About this task >>
Below are some records; each one is to be set down again exactly.

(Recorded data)
*** Block opens ***
PR #244420, opened 2026-01-19
[IMP] orm: enforce company checks on unarchive

UemuS:
Summary:

  - Ensure _check_company runs on unarchive and related inverse checks are executed consistently.
  - Cache inverse check_company fields in the registry (field_company_inverses) and use that map in _check_company_on_unarchive_inverses to avoid scanning every model per call.
  - Add test_orm models and access entries needed to exercise inverse check_company links.
  - Add tests covering unarchive and write+unarchive scenarios.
*** Block closes ***
Exercise solution >>
PR #244420, opened 2026-01-19
[IMP] orm: enforce company checks on unarchive

UemuS:
Summary:

  - Ensure _check_company runs on unarchive and related inverse checks are executed consistently.
  - Cache inverse check_company fields in the registry (field_company_inverses) and use that map in _check_company_on_unarchive_inverses to avoid scanning every model per call.
  - Add test_orm models and access entries needed to exercise inverse check_company links.
  - Add tests covering unarchive and write+unarchive scenarios.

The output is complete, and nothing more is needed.